Structure and Misfolding
The normal PrP protein is mainly alpha-helical in structure and is found in many vertebrate cells, especially in the nervous system.
The prion form:
- Has more beta-sheet structure.
- Is abnormally folded, very stable, and resistant to normal cellular degradation.
- Tends to aggregate into insoluble clumps.
These protein aggregates can accumulate in the brain, causing damage to nerve cells and leading to a group of diseases called transmissible spongiform encephalopathies (TSEs).
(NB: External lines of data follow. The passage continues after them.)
PR #957, opened 2023-07-22
Rest of Crateria and Brinstar farms

blkerby:


region/brinstar/green.json
```diff
@@ -2082,6 +2143,47 @@
...
+                            {"or": [
+                              {"ammo": {"type": "Missile", "count": 1}},
+                              {"ammo": {"type": "Super", "count": 1}},
+                              {"ammo": {"type": "PowerBomb", "count": 1}}
+                            ]}    
+                          ]}
+                        ]}
+                      ]}
+                    ]},
+                    {"refill": ["Energy", "PowerBomb"]}
```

Prion Diseases (Concept Overview)
While the detailed medical aspects belong elsewhere, typical prion diseases share some features:
- Affects nervous tissue, especially the brain.
- Progresses slowly but is invariably fatal.
- Characterized by:
- Loss of neurons
- Spongy (porous) appearance of brain tissue under the microscope
- Often, severe neurological symptoms (movement disorders, changes in behavior, dementia)
Transmission can occur:
- Within a species (e.g., between animals of the same kind).
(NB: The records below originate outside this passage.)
Issue #952, opened 2023-07-21
Add canPauseAbuse tech and apply to heated farms


blkerby:
A pause abuse tech could be used to make the heat frame requirements more precise for re-spawning enemy farms in heated rooms (e.g. as came up recently in Acid Snakes Tunnel). It should also possibly be a requirement for using the farm in Lower Norfair Farming Room (with Grapple but no heat protection).

PR #958, opened 2023-07-22
Add canPauseAbuse tech, refine heated farms

blkerby:
This adds a new tech canPauseAbuse for pausing to prevent death just before collecting an energy drop. (For the moment at least, manual reserve usage is out of scope of the tech.)

Farming strats are added for heated rooms, using the new tech. I took the opportunity to tighten some of the heat frames as well. Bat Room could still use some tightening for the walljumpless strats.

Closes issue #952.

### DIFF
--- a/region/lowernorfair/east.json
+++ b/region/lowernorfair/east.json
@@ -6437,7 +6437,7 @@
                         {"heatFrames": 50}
                       ]}
                     ]},
-                    {"refill": ["Energy", "Missile", "Super"]}
+                    {"refill": ["Energy", "Super"]}
                   ]
                 }
               ]
@@ -6503,7 +6503,7 @@
                         {"heatFrames": 50}
                       ]}
                     ]},
-                    {"refill": ["Energy", "Missile", "Super"]}
+                    {"refill": ["Energy", "Super"]}
                   ]
                 }
               ]
--- a/region/lowernorfair/east.json
+++ b/region/lowernorfair/east.json
@@ -6421,6 +6421,27 @@
               ]
             },
             {
+              "id": 3,
+              "strats": [
+                {
+                  "name": "Zebbo Farm",
+                  "notable": false,
+                  "requires": [
+                    {"or": [
+                      {"and": [
+                        "canPauseAbuse",
+                        "Grapple"
+                      ]},
+                      {"and": [
+                        "h_heatResistant",
+                        {"heatFrames": 50}
+                      ]}
+                    ]}
+                  ]
+                }
+              ]
+            },
+            {
               "id": 4,
               "strats": [
                 {
@@ -6460,6 +6481,27 @@
                   "requires": [
                     "h_canNavigateHeatRooms",
                     {"heatFrames": 210}
+                  ]
+                }
+              ]
+            },
+            {
+              "id": 4,
+              "strats": [
+                {
+                  "name": "Zebbo Farm",
+                  "notable": false,
+                  "requires": [
+                    {"or": [
+                      {"and": [
+                        "canPauseAbuse",
+                        "Grapple"
+                      ]},
+                      {"and": [
+                        "h_heatResistant",
+                        {"heatFrames": 50}
+                      ]}
+                    ]}
                   ]
                 }
               ]
--- a/region/lowernorfair/east.json
+++ b/region/lowernorfair/east.json
@@ -6436,7 +6436,8 @@
                         "h_heatResistant",
                         {"heatFrames": 50}
                       ]}
-                    ]}
+                    ]},
+                    {"refill": ["Energy", "Missile", "Super"]}
                   ]
                 }
               ]
@@ -6501,7 +6502,8 @@
                         "h_heatResistant",
                         {"heatFrames": 50}
                       ]}
-                    ]}
+                    ]},
+                    {"refill": ["Energy", "Missile", "Super"]}
                   ]
                 }
               ]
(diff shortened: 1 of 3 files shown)


region/norfair/east.json
```diff
@@ -3348,14 +3380,24 @@
...
-                        "canWalljump",
-                        "HiJump",
-                        "SpaceJump",
-                        "canUseFrozenEnemies"
-                      ]},
+                    {"or": [
+                      "canWalljump",
+                      "HiJump",
+                      "SpaceJump",
+                      "canTrickyUseFrozenEnemies",
```
blkerby, line 3387: Note this was "canUseFrozenEnemies" before, and we're changing it to "canTrickyUseFrozenEnemies" here. Also added a Spring Ball jump strat.

region/lowernorfair/east.json
```diff
@@ -6420,6 +6420,27 @@
...
+              "id": 3,
+              "strats": [
+                {
+                  "name": "Zebbo Farm",
+                  "notable": false,
+                  "requires": [
+                    {"or": [
+                      {"and": [
+                        "canPauseAbuse",
+                        "Grapple"
```
osse101, line 6433: I assume we're trying to refill here, but not gaining health here is accurate for below expert, even with grapple.

region/lowernorfair/east.json
```diff
@@ -6420,6 +6420,28 @@
...
+                      ]},
+                      {"and": [
+                        "h_heatResistant",
+                        {"heatFrames": 50}
+                      ]}
+                    ]},
+                    {"refill": ["Energy", "Missile", "Super"]}
```
osse101, line 6440: `refill: missile` would need heatproof

region/lowernorfair/east.json
blkerby: Whoops, yeah forgot the "refill" part. Added that now. The idea is that "canPauseAbuse" will go into Expert so you won't be able to logically gain health from this farm without that (or heat resistance). Aside from the precision needed to farm quickly with Grapple, the problem was that you could run out of energy while getting ammo drops, with the health bomb not being enough to reliably save you without pause abuse

region/lowernorfair/east.json
osse101: and `refill: Energy` is something like `canBeVeryPatient`.  I think you get like 20 health back per cycle if done really well.  But doing that increases the risk of mistakes and those almost like you 100.

blkerby: Good catch, removed that now. I'm planning on doing a separate PR for heatproof and/or non-respawning Norfair farms and can include the Missile one there (along with one to farm Power Bombs from the Violas)

blkerby: Just saw the comment about energy. Yeah, that's a good point. Maybe we could add a link from each farm to the opposite door node with no heat frames, as a (admittedly hacky) way to represent that you can farm just enough to get through the room without a net loss. And then we could include a canBeVeryPatient alternative that fully refills

osse101: It does decently match how you try to go through the room while saving health.  Drop RNG becomes a potential problem though.  Usually only when not full on supers.

blkerby: Ok I took another pass at this. The assumption is that refilling on Supers & Power Bombs (but not energy) should be reasonable with Expert tech; it may take a while to do (and farm back up to the original energy level) but not to an extent requiring patience tech? Even with "bad" RNG (e.g. lots of Super drops quickly), you can still survive with health bomb and pause abuse, right?

osse101: At health bomb its about every third farm cycle you gain enough health to get ammo drops again.  Pbs are still a rare drop from the bugs, but the Violas are right there.  At health bomb its hard to get any pbs from violas too.

blkerby: I was imaging the PB drops would come from resetting the room and killing Violas again, though you lose health with that so it would be slow. Do you think Supers & PB refill should just be removed here (or only included with canBeVeryPatient)?

region/lowernorfair/east.json
```diff
@@ -6420,6 +6452,57 @@
...
+                      "mustStayPut": false
+                    }},
+                    {"refill": ["PowerBomb"]}
+                  ]
+                },
+                {
+                  "name": "Zebbo and Viola Farm",
+                  "notable": false,
+                  "requires": [
+                    "h_heatProof",
```
osse101, line 6482: heatproof and pauseabuse aren't needed together

region/norfair/east.json
```diff
@@ -3372,7 +3414,18 @@
                   "notable": false,
                   "requires": [
                     "h_canNavigateHeatRooms",
-                    {"heatFrames": 250}
+                    {"or": [
+                      {"heatFrames": 230},
+                      {"and": [
+                        "canDamageBoost",
+                        {"heatFrames": 200},
+                        {"enemyDamage": {
```
osse101, line 3422: fwiw I make it out with more health with a contact damage boost by dropping faster.  By waiting for the particles to despawn I can get the same health on exit as a particle dboost, but the boost would be easier to time.

osse101: 160 heatframes + contact
185 heatframes + particle
250 heatframes  by waiting
And there's a neat double skree farm that is 210 heatframes + 2 drops

osse101 (approved):

region/norfair/east.json
blkerby: Oh cool, I was able to reproduce that for the contact method; best I could get was 48 damage in the room total, so 38 heat damage = ~152 heat frames. 160 heat frames seem good to be doable consistently. With the particle boost I'm leaving with about 5 less energy. Seems good to put in the contact method, updated that now.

- Between species (with some barriers; not all prions cross species efficiently).
The striking feature of prions is that no nucleic acid is needed for infectivity. The information for propagation is thought to be stored in the three-dimensional shape of the protein.
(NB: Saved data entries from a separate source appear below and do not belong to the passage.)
PR #963, opened 2023-07-23
Other Norfair Farms

blkerby:


region/norfair/east.json
```diff
@@ -308,6 +308,25 @@
...
+                  "requires": [
+                    "h_heatProof",
+                    {"or": [
+                      "canWalljump",
+                      "SpaceJump",
+                      "h_canUseSpringBall"
+                    ]},
+                    {"refill": ["Energy", "Missile", "Super"]}
+                  ],
+                  "note": "You can stay on the left part of the room to avoid interacting with the Gerutas."
```
osse101, line 326: `Sm. Dessgeega`

region/norfair/east.json
```diff
@@ -4298,6 +4451,34 @@
...
               ]
+            },
+            {
+              "id": 6,
+              "strats": [
+                {
+                  "name": "Alcoon and Multiviola Farm",
+                  "notable": false,
+                  "requires": [
+                    {"or": [
```
osse101, line 4462: Screw, heatproof

region/lowernorfair/west.json
```diff
@@ -2787,6 +2787,25 @@
...
+                  "requires": [
+                    "h_heatProof",
+                    "ScrewAttack",
+                    {"resetRoom": {
+                      "nodes": [1],
+                      "mustStayPut": false
+                    }},
+                    {"refill": ["Energy", "Super"]}
+                  ],
+                  "devNote": "Resetting using node 2 would also be possible, with Supers."
```
osse101, line 2805: 👎

osse101 (commented):
KiHunters with full beam would be ok to add.
Gold pirates with full beam+charge would work in this context.  They might get a shot off before you can charge a beam, but when resetting the room you are ready.

Curious how fast you get supers from bubble mountain wavers.  One per reset probably.

blkerby:
Farming just the bottom 2 Wavers each with 24% Super drop rate, it would be an expected 0.5 Supers per cycle, so a little slow I guess. Should we keep it?

blkerby:
Makes sense, removed the Waver farm from the bottom of the room now. Like you said, it's slow, and with canDelayedWalljump you can reach the Cacatac/Waver farm above anyway. I'm on the fence about the ripper: it's a bit far away down in the corner, and for low difficulty settings it may not be well known that it's a good source of supers/energy. On higher settings, again the Cacatac/Waver farm on top is reachable so I think we could probably say that covers it.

Stability and Inactivation
Prions are notoriously difficult to inactivate:
- They withstand conditions that usually inactivate viruses and bacteria:
- Many disinfectants
- Moderate heat treatments
- Special protocols (e.g., very high temperatures and strong chemicals) are needed in medical or laboratory settings.
This stability and resistance are a direct consequence of the abnormal protein folding and aggregation.
Comparison: Viruses, Viroids, and Prions
To highlight the differences among these three types of infectious agents:
| Feature | Viruses | Viroids | Prions |
|---|---|---|---|
| Main component | Nucleic acid + protein coat | RNA only | Protein only |
| Nucleic acid type | DNA or RNA | Single-stranded circular RNA | None |
| Protein coat (capsid) | Yes (always) | No | No (but composed of protein) |
| Envelope | Sometimes (lipid membrane) | No | No |
| Encodes proteins | Yes | No | Host-encoded protein in misfolded form |
| Typical hosts | Bacteria, plants, animals, etc. | Mainly plants | Mainly animals (nervous system) |
| Genome function | Codes for viral proteins | Regulatory/replicative RNA roles | No genome; infectious shape |
| Replication | Via host machinery + viral genes | Via host RNA polymerases | By converting normal proteins to prion form |
| Status (living?) | Borderline, acellular | Borderline, acellular | Protein-based infectious agent |
Together, viruses, viroids, and prions demonstrate that:
- Infectious behavior does not require a full cell.
- Genetic information and biological effects can be carried by:
- Nucleic acid with proteins (viruses),
- Bare RNA (viroids),
- Or even protein conformation alone (prions).
This diversity helps define the limits of what we call “life” and clarifies the distinction between cells, which are the basic units of life, and simpler infectious agents that depend entirely on cells for their propagation.